Thanks for sharing the objects. Looking at colData(spe)$ObjectNumber I see that you have continuously indexed your cells across the whole dataset. So your largest cell ID is 507515. You will need cell IDs that are matched to each segmentation mask individually. For example: your first segmentation mask contains cells 1 to 4567 and your second mask contains cells 1 to 5764. So currently I can't tell how to match cells from the SPE object to the masks. I also noticed another issue: max(unique(as.vector(masks$Patient1_001))) return 65535. This is the maximum number that can be encoded by 16-bit encoding. How did you perform the segmentation? — Reply to this email directly, view it on GitHub, or unsubscribe. You are receiving this because you were mentioned.Message ID: @.***>

nilseling commented 1 year ago

I'm not sure if this happens during object conversion. Assuming you used zellkonverter it does not alter the cell metadata of the object. I would recommend to follow the steinbock framework for segmentation. It offers DeepCell segmentation using the pre-trainer Messmer model. You can use steinbock to export your data in anndata format to preform data analysis in python. Once you are done with this you can always convert back to R and use cytomapper.

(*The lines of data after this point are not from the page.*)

PR #4426, opened 2017-08-21
Restructure Obvious Turn Handling

MoKob:
# Issue

The decision for whether a turn can be considered obvious or not can have a lot of influence on the quality of the guidance decisions.
This PR refactors / reworks the decision process to make it both easier to follow along and less error prone.

Also resolves https://github.com/Project-OSRM/osrm-backend/issues/3105

## State of the PR / What needs to be done

Currently, we produce logging output with geojson, indicating which roads change in terms of their obvious classification.
Sadly, our test-suite is mainly build on `primary` roads. This results in a lot of unwanted classifications all over the map.
While the test-suite is passing right now, we need to ensure the classification gets tuned correctly. This requires an iterative process of adjusting classificaitons, creating a new map (comparison/geojson output is currently included) and reviewing locations in which obvious turn classification changes.

For every invalid change, a new test has to be added to cucumber and the classification has to be tuned to handle it and all other tests correctly.

## Further cases to investigate / build tests / solve

 - [ ] diagonal links on segregated intersections
    - OSM link: https://www.openstreetmap.org/#map=19/37.61261/-122.40385
screen shot 2017-10-13 at 14 04 19

 - [ ] roads splitting up (sometimes prior to intersections)
    - OSM link: https://www.openstreetmap.org/#map=19/37.63171/-122.46205 x
    - OSM link: https://www.openstreetmap.org/#map=19/37.76407/-122.49642 x
    - OSM link: https://www.openstreetmap.org/#map=19/37.74682/-122.44415
    - OSM link: https://www.openstreetmap.org/#map=19/37.77072/-122.41727 x
    - OSM link: https://www.openstreetmap.org/#map=19/37.26591/-121.84474 x
    - OSM link: https://www.openstreetmap.org/#map=19/37.85108/-122.27078
screen shot 2017-10-13 at 14 05 45
screen shot 2017-10-13 at 14 06 39
screen shot 2017-10-13 at 14 08 31
screen shot 2017-10-13 at 14 11 58
screen shot 2017-10-13 at 14 19 10
screen shot 2017-10-13 at 14 20 23

 - [ ] turn roads
    - OSM link https://www.openstreetmap.org/#map=19/37.76471/-122.49639
screen shot 2017-10-13 at 14 07 18

 - [ ] continuing roads
    - OSM link https://www.openstreetmap.org/#map=19/37.63552/-122.48401
    - OSM link https://www.openstreetmap.org/#map=19/52.47752/13.28864
[...]

PR #4499, opened 2017-09-13
Don't suppress fork instructions

oxidase:
# Issue

In cases of links like [osrm](http://map.project-osrm.org/?z=18&center=37.587649%2C-77.473070&loc=37.588977%2C-77.470720&loc=37.588157%2C-77.473134&hl=en&alt=0) forks detection uses condition of "no obvious direction" https://github.com/Project-OSRM/osrm-backend/blob/4ea3f33376eb9dc3da069b295b7a9c2688a940ad/src/extractor/guidance/turn_handler.cpp#L661-L663 and https://github.com/Project-OSRM/osrm-backend/blob/4ea3f33376eb9dc3da069b295b7a9c2688a940ad/src/extractor/guidance/turn_handler.cpp#L677

But forks have other obvious direction detection as turns. The condition
https://github.com/Project-OSRM/osrm-backend/blob/4ea3f33376eb9dc3da069b295b7a9c2688a940ad/src/extractor/guidance/turn_handler.cpp#L242 uses `obvious_index` from `findObviousTurn`, so if there is no no obvious direction detected by the fork handler, but `findObviousTurn` returns non-obvious direction (obvious_index != 0 ) the fork will be handled as a turn. This behavior is used for non-links highway types, but potentially wrong for links. 

The PR adds a fallback to non-obvious conditional branch for forks links.
So the above route will be
screenshot from 2017-09-13 08-33-54

Map of fork intersections where instructions will be handled by `assignFork`
https://api.mapbox.com/styles/v1/oxidase/cj7ip8d1i5kzz2rq53gd97k7y.html?title=true&access_token=pk.eyJ1Ijoib3hpZGFzZSIsImEiOiJjaXcxNWMxYmswMDRlMnlxOWtlem0yamU3In0.PjtHAtgQDzxhZ1BE484Sqw#17.36/37.41387/-121.8803

/cc @daniel-j-h 

## Tasklist
 - [ ] review
 - [ ] adjust for comments

### DIFF
--- a/CHANGELOG.md
+++ b/CHANGELOG.md
@@ -3,6 +3,8 @@
       - New function to support relations: `process_relation`. Read more in profiles documentation.
     - Infrastructure:
       - Lua 5.1 support is removed due to lack of support in sol2 https://github.com/ThePhD/sol2/issues/302
+    - Guidance
+      - treat forks from link-typed roads as forks to avoid turn-like instructions suppression
 
 # 5.12.0
     - Guidance
--- a/features/guidance/fork.feature
+++ b/features/guidance/fork.feature
@@ -385,3 +385,21 @@ Feature: Fork Instructions
             | waypoints | route      | turns                    |
             | a,j       | on,xbcj    | depart,arrive            |
             | a,i       | on,off,off | depart,turn right,arrive |
+
+     # https://www.openstreetmap.org/node/619615462
+     Scenario: Fork on links - don't suppress as obvious turns
+        Given the node map
+            """
+            a . . . . . b . . . . . c
+                          `  .   .  d
+            """
+
+        And the ways
+            | nodes | highway       |
+            | abc   | motorway_link |
+            | bd    | motorway_link |
+
+        When I route I should get
+            | waypoints | route     | turns                           |
+            | a,c       | abc,abc   | depart,arrive                   |
+            | a,d       | abc,bd,bd | depart,turn slight right,arrive |
--- a/features/guidance/fork.feature
+++ b/features/guidance/fork.feature
@@ -400,6 +400,6 @@ Feature: Fork Instructions
             | bd    | motorway_link |
 
         When I route I should get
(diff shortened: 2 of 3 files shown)


daniel-j-h:
Hm can you check if the behavior changes with the WIP PR https://github.com/Project-OSRM/osrm-backend/pull/4426. I think you're right we should definitely emit a step here.

oxidase:
@daniel-j-h i have rebased #4426 to master and checked e91124c05ed79510e7f9908e8035c93be572a9e0

The PR makes changes in the second expectation, but not the first one
```
     Tables were not identical:
     | waypoints | route     |     turns                           |
     | a,c       | abc,abc   |     depart,arrive                   |
     | a,d       | abc,bd,bd | (-) depart,turn slight right,arrive |
     | a,d       | abc,bd,bd | (+) depart,turn straight,arrive     |
```

IMHO, it is better to treat forks from links as forks via `assignFork`, otherwise lane information and possibly destinations/refs will be suppressed.

MoKob:
@oxidase did you do a review on where this behaviour triggers? I can imagine that many situations exist in which people would prefer to see no instruction (e.g. two way link with another link splitting) I would love to avoid oscillating between announcements/non announcements here.

oxidase:
@MoKob here is a map with new non-obvious forks https://api.mapbox.com/styles/v1/oxidase/cj7ip8d1i5kzz2rq53gd97k7y.html?title=true&access_token=pk.eyJ1Ijoib3hpZGFzZSIsImEiOiJjaXcxNWMxYmswMDRlMnlxOWtlem0yamU3In0.PjtHAtgQDzxhZ1BE484Sqw#9.21/37.7352/-122.1942

I understand your point, but here we need some objective quality measure of "guidance annoyance" vs "missing instruction" penalties in finding obvious directions, otherwise it will be subjective.

oxidase:
Closing here: PR does not solve the original issue

PR #4516, opened 2017-09-18
ability to force profile when running cuke tests

emiltin:
Version 2 of the profile API makes it easier to build a variation of a profile based on an existing one that you require. For example, you can create a profile for cargo bikes, based on the standard bicycle profile.

In situations like this, it's helpful to be able to run existing test with your new profile.

This PR lets you force the profile used when running cucumber tests by setting the OSRM_PROFILE environment variable, e.g:

```
OSRM_PROFILE=cargo_bike node_modules/cucumber/bin/cucumber.js features/bicycle
```
An annoyance is that the caching mechanism means that changing the OSRM_PROFILE env has no effect unless one of the .feature files are changed as well. I'm a bit unsure how the caching mechanism detects changes in the profile name, and thus how to fix this.

### DIFF
--- a/features/support/env.js
+++ b/features/support/env.js
@@ -44,6 +44,8 @@ module.exports = function () {
 
         this.OSRM_PORT = process.env.OSRM_PORT && parseInt(process.env.OSRM_PORT) || 5000;
         this.HOST = 'http://127.0.0.1:' + this.OSRM_PORT;
+        
+        this.OSRM_PROFILE = process.env.PROFILE
 
         if (this.PLATFORM_WINDOWS) {
             this.TERMSIGNAL = 9;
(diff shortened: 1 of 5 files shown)


features/support/env.js
```diff
@@ -44,6 +44,8 @@ module.exports = function () {
 
         this.OSRM_PORT = process.env.OSRM_PORT && parseInt(process.env.OSRM_PORT) || 5000;
         this.HOST = 'http://127.0.0.1:' + this.OSRM_PORT;
+        
+        this.OSRM_PROFILE = process.env.PROFILE
```
oxidase: should be here `process.env.OSRM_PROFILE`?

emiltin: yes, sorry for the copy paste error

emiltin:
of course most tests are tailored to a specific profile. so if you run the car tests with the bicycle profile many of them will fail. but for situations where you develop variations of profiles it's very useful.

emiltin:
when hashing the feature file, the value of OSRM_PROFILE is now included in the hash computation

emiltin:
the use case i have is storing our profiles in a separate repository from osrm-backend.
for this use case would be useful to allow absolute paths, however it seems a bit tricky due to LUAs way of handling require()

Issue #3329, opened 2016-11-16
Handle names/refs/destinations/destination as Arrays


freenerd:
Moving this discussion out of https://github.com/Project-OSRM/osrm-backend/issues/3304

Right now we are outputting several values for a field in the same way as OSRM, semi-colon separated. It makes sense for downstream users to split these into an array to work better with it. In fact [osrm-text-instructions](https://github.com/Project-OSRM/osrm-text-instructions/blob/46bc8520c019629f48012266b5c1c1fcb15ce388/index.js#L156) and [MapboxDirections.swift](https://github.com/mapbox/MapboxDirections.swift/blob/a241f3a09b236c61c27ffc253fccc619ec9a7f98/MapboxDirections/MBRouteStep.swift#L443) are doing this. We should discuss if this would make sense to move to OSRM right away.

This could happen on during the output serialization only (low effort), but might also make sense to do earlier to aid the `new name` detection (higher effort)

TheMarex:
> This could happen on during the output serialization only (low effort), but might also make sense to do earlier to aid the new name detection (higher effort)

Taking the higher effort route makes sense from a architectural point of view, because we want to encode all data-source specific string-processing in the profiles. What this would mean explicitly is:

1. This would mean an API change in the profiles:
    - `result.destination` (string) -> `result.destinations` (array of strings)
    - `result.destination_ref` (string) -> `result.destination_refs` (array of strings)
    - `result.ref` (string) -> `result.refs` (array of strings)
2. Instead of storing a string `Chain Bridge;McLean` we would store the strings `Chain Brigde` and `McLean`. That means every edge will have multiple string ids associated with it.
3. We need another layer of indirection that translates an id to a list of string ids.  That means another `RangeTable string_ranges` that stores the range of indices into `m_name_table`.

freenerd:
@TheMarex likely the same should happen for `result.name` (string) -> `result.names` (array of strings) then?

TheMarex:
@freenerd `name` is a bit special since we typically only ever have one name per edge (as per OSM wiki).

I'm not sure if including multiple names (e.g. translated ones) would work every well with the array format, since it would be hard to distinguish which one is the localized and which one the translated name.

1ec5:
Per #3329, `exits` should be an array too, because a single shared exit, such as the one in https://github.com/Project-OSRM/osrm-backend/issues/4222#issuecomment-313910706, may have multiple exit numbers.

[...]

PR #4524, opened 2017-09-19
Support cardinal directions from route relations in refs

danpat:
# Issue

This is a re-creation of https://github.com/Project-OSRM/osrm-backend/pull/4478 using a branch in the Project-OSRM project so we can make a beta release tag on the branch and publish binaries for it.

It adds Lua scripting which looks for `north/south/east/west` roles in route relations, and updates the `ref` field on ways to include that direction if refs matching the route relation names are found.

This lets us do things like "Take the ramp onto I95 North" when the word "North" is not actually part of the ref name on the way, but the `role` on the relation says "north".

## Tasklist
 - [x] review
 - [ ] adjust for comments

### DIFF
--- a/CHANGELOG.md
+++ b/CHANGELOG.md
@@ -2,6 +2,7 @@
   - Changes from 5.12:
     - Profile:
       - New function to support relations: `process_relation`. Read more in profiles documentation.
+      - Append cardinal directions from route relations to ref fields to improve instructions
       - Support of `distance` weight in foot and bicycle profiles
       - Added `way:get_location_tag(key)` method to get location-dependent tags https://github.com/Project-OSRM/osrm-backend/wiki/Using-location-dependent-data-in-profiles
       - left-side driving mode is specified by a local Boolean flag `is_left_hand_driving` in `ExtractionWay` and `ExtractionTurn`
--- a/CHANGELOG.md
+++ b/CHANGELOG.md
@@ -1,9 +1,9 @@
 # UNRELEASED
   - Changes from 5.12:
     - Profile:
-      - New function to support relations: `process_relation`. Read more in profiles documentation.
       - Append cardinal directions from route relations to ref fields to improve instructions
       - Support of `distance` weight in foot and bicycle profiles
+      - Support of relations processing
       - Added `way:get_location_tag(key)` method to get location-dependent tags https://github.com/Project-OSRM/osrm-backend/wiki/Using-location-dependent-data-in-profiles
       - left-side driving mode is specified by a local Boolean flag `is_left_hand_driving` in `ExtractionWay` and `ExtractionTurn`
     - Infrastructure:
--- a/profiles/car.lua
+++ b/profiles/car.lua
@@ -427,6 +427,8 @@ function process_way(profile, way, result, relations)
       end
     end
 
+    -- print(result.name, ref)
+
     result.ref = ref
   end
 end
--- a/profiles/car.lua
+++ b/profiles/car.lua
@@ -406,7 +406,7 @@ function process_way(profile, way, result, relations)
   local rel_id_list = relations:get_relations(way)
   for i, rel_id in ipairs(rel_id_list) do
     local rel = relations:relation(rel_id)
-    parsed_rel_list[i] = Relations.parse_route_relation(rel, way)
+    parsed_rel_list[i] = Relations.parse_route_relation(rel, way, relations)
   end
 
   -- now process relations data
--- a/profiles/car.lua
+++ b/profiles/car.lua
@@ -404,7 +404,7 @@ function process_way(profile, way, result, relations)
     matched_refs = Relations.MatchToRef(relations, result.ref)
 
     local ref = ''
-    for k ,v in pairs(matched_refs) do
+    for k, v in pairs(matched_refs) do
       if ref ~= '' then
         ref = ref .. '; '
       end
@@ -412,24 +412,12 @@ function process_way(profile, way, result, relations)
       if v then
         ref = ref .. k .. ' $' .. v
       else
-        print(ref)
         ref = ref .. k
       end
     end
 
     result.ref = ref
-    -- count = 0
-    -- for k, v in pairs(matched_refs) do
-    --   count = count + 1
-    -- end
-    -- if count > 1 then
-    --   print('---', way:id())
-    --   for k, v in pairs(matched_refs) do
-    --     print(k, v)
-    --   end
-    -- end
   end
-
 
 end
 
--- a/profiles/car.lua
+++ b/profiles/car.lua
@@ -403,20 +403,16 @@ function process_way(profile, way, result, relations)
   if result.ref then
     local match_res = Relations.match_to_ref(relations, result.ref)
 
-    order = match_res['order']
-    matched_refs = match_res['match']
-
     local ref = ''
-    for _, k in pairs(order) do
-      local v = matched_refs[k]
+    for _, m in pairs(match_res) do
       if ref ~= '' then
         ref = ref .. '; '
       end
 
-      if v then
-        ref = ref .. k .. ' $' .. v
+      if m.dir then
+        ref = ref .. m.ref .. ' $' .. m.dir
       else
-        ref = ref .. k
+        ref = ref .. m.ref
       end
     end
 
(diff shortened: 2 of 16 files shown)


profiles/lib/utils.lua
```diff
@@ -0,0 +1,43 @@
...
+
+  return result
+end
+
+-- same as Utils.StringListTokens, but with many possible separators:
+-- ',' | ';' | ' '| '(' | ')'
+function Utils.tokenize_common(str)
+  result = {}
+  local idx = 0
+  for s in str.gmatch(str, "%S+") do
```
1ec5: https://github.com/Project-OSRM/osrm-backend/pull/4478#discussion_r138776109

> If I’m not mistaken, this code splits a string by whitespace; it doesn’t seem to split by other separators like `;` or `(`. Note that an item in `ref` may contain parentheses, for example [`ref=A1(M)` on a way](http://www.openstreetmap.org/way/280766464) or [on a relation](http://www.openstreetmap.org/relation/103623).

profiles/lib/relations.lua
```diff
@@ -0,0 +1,94 @@
...
+  function calculate_scores(refs, tag_value)
+    local tag_tokens = Set(Utils.tokenize_common(tag_value))
+    local result = {}
+    for i, r in ipairs(refs) do
+      local ref_tokens = Utils.tokenize_common(r)
+      local score = 0
+
+      for _, t in ipairs(ref_tokens) do
+        if tag_tokens[t] then
+          if Utils.is_number(t) then
```
1ec5: https://github.com/Project-OSRM/osrm-backend/pull/4478#discussion_r139229061

> After rereading this code, I think the suffix case will be a nonissue. However, for [this way](http://www.openstreetmap.org/way/122502126), wouldn’t the two items in the way `ref` (`PA 88` and `PA 88 Truck`) tie because `88` appears in both items and both relations’ `ref` tags are set to `88`? We could factor in the relations’ `network` tags, sort of like what’s described in https://github.com/Project-OSRM/osrm-backend/pull/4478#discussion_r138947028.

profiles/lib/relations.lua
```diff
@@ -0,0 +1,94 @@
...
+            score = score + 2
+          else
+            score = score + 1
```
1ec5: https://github.com/Project-OSRM/osrm-backend/pull/4478#discussion_r138778008

> In Project-OSRM/osrm-backend#4434, I proposed trying to match a prefix in the way’s `ref` to a component of the relation‘s `network` as an additional score to factor in. Via [this Overpass query](http://overpass-turbo.eu/s/rHB), I found [one way](http://www.openstreetmap.org/way/122502126) that’s simultaneously part of `PA 88 South` and `PA 88 Truck North`.
> 
> The state-by-state queries in https://github.com/Project-OSRM/osrm-text-instructions/issues/119#issuecomment-328053084 can only find relations tagged with directions in roles; they’d need to be reworked to handle `direction` tags on relations. But given that I’ve only found one problematic way in the U.S. so far, matching `networks` is probably overkill, even if it’d be more robust.

profiles/car.lua
```diff
@@ -390,6 +392,74 @@ function process_way(profile, way, result)
...
+        end
+      end
+    end
+
+    local direction = relation:get_value_by_key('direction')
+    if direction then
+      direction = string.lower(direction)
+      if direction == 'north' or direction == 'south' or direction == 'west' or direction == 'east' then
+        for _, m in ipairs(relation:members()) do
+          if m:role() == 'forward' then
```
1ec5: [This way](http://www.openstreetmap.org/way/261596707) ends up with a `ref` of `CA 17`, not `CA 17 $South` as expected, because its role in the [southbound CA 17 relation](http://www.openstreetmap.org/relation/309738) is empty. It’s pretty common for the role to be omitted on one-way roads (in this case, one side of a divided highway).

1ec5: When the role is `backward`, we should reverse the `direction`, `$north` becoming `$south` etc. The role may be `backward` due to a wrong-way concurrency or simply because the mapper found it more convenient to make the way travel in the direction opposite of that particular route.

profiles/car.lua
```diff
@@ -390,6 +392,74 @@ function process_way(profile, way, result)
...
+    local match_res = Relations.match_to_ref(relations, result.ref)
+
+    local ref = ''
+    for _, m in pairs(match_res) do
+      if ref ~= '' then
+        ref = ref .. '; '
+      end
+
+      if m.dir then
+        ref = ref .. m.ref .. ' $' .. m.dir
```
1ec5: This style of appending a cardinal direction to a route number is specified by the [MUTCD](https://mutcd.fhwa.dot.gov/htm/2009r1r2/part2/part2e.htm#section2E17) (used in the U.S., Canada, and a few other regions), but [`direction` is used all over the world](https://taginfo.openstreetmap.org/keys/direction#map). I’m not sure if it’s used on road route relations in non-MUTCD countries, or if it would be surprising for users to see cardinal directions appended in those countries.

Reusing the raw relation role or `direction` tag in the human-readable `ref` also assumes that the instruction will ultimately be given in English. If the user is viewing a route in Québec in French, they would expect [this way](http://www.openstreetmap.org/way/470714815) to have a ref of `35 Nord; 104 Ouest`, not `35 North; 104 West`. It would make sense for OSRM Text Instructions to be responsible for translating the cardinal direction into the right language, but that would entail some iffy text replacement unless the ref is also provided in a structured format (#3329).

deniskoronchik:
Working on new extraction process for relations. Main idea, that we have any set of allowed relation types in lua profile. And if processing relation has on of this types, then it store into memory into map `rel_data`. It just contains all tags with values and map `OsmIDTyped -> role`.

Also we build 3 additional maps for ways, nodes and relations that are members is any relation.
It looks like: `OsmID -> [RelationID; ...]`.

So it allows to store data just we need to process filtered relations.
In lua we have no function `process_relation`. Instead of it `relations` parameter in `process_way` and `process_node` functions, grant access to any relations for specified object.
Like:
```lua
function process_way(profile, way, result, relations)
    local parent_relations = relations:get_relations(way)
    -- this list will contain id's of all relations, where this way is a member
    -- after that we can access their data from lua and process
    -- also we can get another parent relations for this ones if we need
    -- can get role of this way in each relation
end
```

danpat:
I think we should try to get this PR into OSRM 5.13.0

I've opened a new ticket for forward/backward support https://github.com/Project-OSRM/osrm-backend/issues/4590, I think we can do that as a second step.

@deniskoronchik can you rebase this PR on `master`, and comment out the tests that need forward/backward support?  I think this is basically ready to go, and we can work on #4590 for the next release.

deniskoronchik:
What do you mean?

emiltin:
in tests like this i see "$" in the ref fields:

```gherkin
When I route I should get
  | waypoints | route                | ref                                              |
  | b,a       | westbound,westbound  | I 80 $west,I 80 $west                            |
  | c,d       | eastbound,eastbound  | I 80 $east; CO 93 $east,I 80 $east; CO 93 $east  |
```

deniskoronchik:
Main idea, that `$north`, `$south`, `$west`, `$east` should be replaced to localized values in UI. 
`$` is a prefix, that allows to flag this token as a special symbol (not part of name)

CHANGELOG.md
```diff
@@ -2,6 +2,7 @@
   - Changes from 5.12:
     - Profile:
       - New function to support relations: `process_relation`. Read more in profiles documentation.
+      - Append cardinal directions from route relations to ref fields to improve instructions
       - Support of `distance` weight in foot and bicycle profiles
```
TheMarex: Changelog should contain an entry for the new relation support.

profiles/lib/utils.lua
deniskoronchik: But in this example it should work correctly, because `A1(M)` is a ref in a way and relation.
So `A1(M)` - token that equal in both. Another way if there are any situations for example in way: `A1(M)` in relation: `A1 M`.

We should be careful, because using of any symbol as a separator, can increase number false-positive macthings.

profiles/lib/relations.lua
deniskoronchik: Maybe we can decrease points by `0.1 * N`, where N is a number of not matched tokens?
So in that case we will match to ref, where most of tokens was matched

profiles/lib/relations.lua
deniskoronchik: So where i should to get `networks` tag?

1ec5: The [`network`](https://taginfo.openstreetmap.org/keys/network) tag primarily occurs on route relations, alongside the `direction` tag this PR already uses.

deniskoronchik: Ok, i'll do that soon

Issue #4525, opened 2017-09-20
Lua 5.2 exact required?


peter-evans:
While testing the latest [v5.13.0-cardinal.1](https://github.com/Project-OSRM/osrm-backend/releases/tag/v5.13.0-cardinal.1) release I got the following error.
```
-- Could NOT find Lua: Found unsuitable version "5.2.3", but required is exact version "5.2" (found /usr/lib/x86_64-linux-gnu/liblua5.2.so;/usr/lib/x86_64-linux-gnu/libm.so)
CMake Error at CMakeLists.txt:524 (MESSAGE):
  Lua 5.2 was not found.
```
It seems that due to [this commit](https://github.com/Project-OSRM/osrm-backend/commit/f4f65f62ee460e148356f7d0f5af931c8cfc4630#diff-af3b638bc2a3e6c650974192a53c7291) Lua 5.2 exact is required. Is this intentional?

danpat:
@peter-evans yes, this was intentional, but these are beta releases, so this is not intended to be a final decision.

Some of the Lua interface code is significantly simpler under Lua 5.2, we couldn't see a compelling reason to keep the extra overhead around to maintain Lua 5.1 support - do you have a use-case that requires Lua 5.1, or is an update to 5.2 feasible for you?

peter-evans:
@danpat Sorry, I should have been a bit clearer about the issue. This is not related to support for 5.1 but about how a recent commit to CMakeLists.txt enforces Lua 5.2 **exact**.

Before [this commit](https://github.com/Project-OSRM/osrm-backend/commit/f4f65f62ee460e148356f7d0f5af931c8cfc4630#diff-af3b638bc2a3e6c650974192a53c7291) any minor version of Lua 5.2 could be used. e.g. 5.2.3
```
FIND_PACKAGE(Lua 5.2)
IF (LUA_FOUND)
    MESSAGE(STATUS "Using Lua ${LUA_VERSION_STRING}")
```
After the commit the `EXACT` keyword seems to enforce Lua 5.2(.0) to be present.
```
FIND_PACKAGE(Lua 5.2 EXACT)
IF (LUA_FOUND)
    MESSAGE(STATUS "Using Lua ${LUA_VERSION_STRING}")
```

I understand this is a beta release and not final. This is just testing to check for possible issues.

oxidase:
[...]

PR #4526, opened 2017-09-20
Fix FindLua for names like liblua-5.2.so.0

oxidase:
# Issue

Inspired by talks https://www.slideshare.net/DanielPfeifer1/effective-cmake and http://effective-cmake.com/cmake-talk.pdf and due to recent changes in Lua handlers that require sol2 support with Lua 5.2 and cmake check for exact 5.2.x version #4525, I would suggest to bump cmake to version 3 and refactor later CMake dependencies via CMake 3 features.

## Tasklist
 - [ ] review
 - [ ] adjust for comments

## Requirements / Relations


daniel-j-h:
2.8.11 comes with Ubuntu Trusty by default - if the only reason we want to switch to CMake 3 is the EXACT Lua version check, then should we simply drop the EXACT for now?

oxidase:
@daniel-j-h just found the origin of the configuration fail on an alpine distribution: as here https://pkgs.alpinelinux.org/contents?branch=edge&name=lua5.2-dev&arch=x86_64&repo=main the linker name `liblua.so` is in `/usr/lib/lua5.2` and cmake fails to find the library. I added `pkg_check_modules` that will update library directories for `find_library`

Issue #4531, opened 2017-09-21
`bearing_after` incorrect when we collaspse turns in post-processing to make a uturn


danpat:
This route:

https://www.mapbox.com/get-directions/#16.71/59.33325/18.03711?coordinates=18.040425689034805,59.33337310215188;18.0337997663797,59.33312220932879

performs a u-turn across a divided road.

The `bearing_after` field in the u-turn step seems to be the value from the joining road, not the exit to the actual u-turn:

<img width="398" alt="screen shot 2017-09-21 at 12 39 22 pm" src="https://user-images.githubusercontent.com/1892250/30715101-0f095176-9eca-11e7-9571-7c9562c679da.png">

It looks like we're not copying the `bearing_after` field from the second step when collapsing uturns.

PR #4532, opened 2017-09-21
Fix bearing_after when collapsing turns

danpat:
# Issue

This addresses https://github.com/Project-OSRM/osrm-backend/issues/4531

When we collapse turns in post-processing, it looks like some of the fields remain from the initial turn, when we should instead be copying some data from the second (hidden) maneuver.

This PR addresses the `bearing_after` field, which should be from the second step, not the first.

TODO: only contains a test case so far, needs to be actually fixed.

## Tasklist
 - [ ] review
 - [ ] adjust for comments

/cc @MoKob @oxidase


daniel-j-h:
@danpat what needs to be done here? Is this still actionable? Can you add the test with a todo tag so it does not run by default and then we can keep the ticket open for tracking.

DennisOSRM:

joaolsf commented 1 year ago

I am trying different ways to integrate the python and R pipelines, and the zelkonverter only converts anndata to SCE object. With that I could run everything in imcRtools fine but didn’t try cell visualisation with cytomapper. In parallel, because I wanted to run the analysis in R using a SPE object, I exported the different slots of the anndata for each sample to csv files and edited them to look like the steinbok outputs. Then I used the read_steinbock function to generate the SPE. I think my mistake was to do this with the subsetted anndata, where I excluded the “undefined” cells. I assume that if I use the original anndata object, with all cells and their IDs as generated by the segmentation, the plotCells function will work. My next step is to try the steinbock framework for preprocessing and segmentation. On 15 Dec 2022 at 11:15 AM +0000, Nils Eling @.***>, wrote:

I'm not sure if this happens during object conversion. Assuming you used zellkonverter it does not alter the cell metadata of the object. I would recommend to follow the steinbock framework for segmentation. It offers DeepCell segmentation using the pre-trainer Messmer model. You can use steinbock to export your data in anndata format to preform data analysis in python. Once you are done with this you can always convert back to R and use cytomapper. — Reply to this email directly, view it on GitHub, or unsubscribe. You are receiving this because you were mentioned.Message ID: @.***>

nilseling commented 1 year ago

Hi @joaoufrj

imcRtools and cytomapper both work with SingleCellExperiment objects. I would not recommend to write out files in a way that are produced by steinbock. I will close this issue for now. Please open a new issue if you encounter new problems.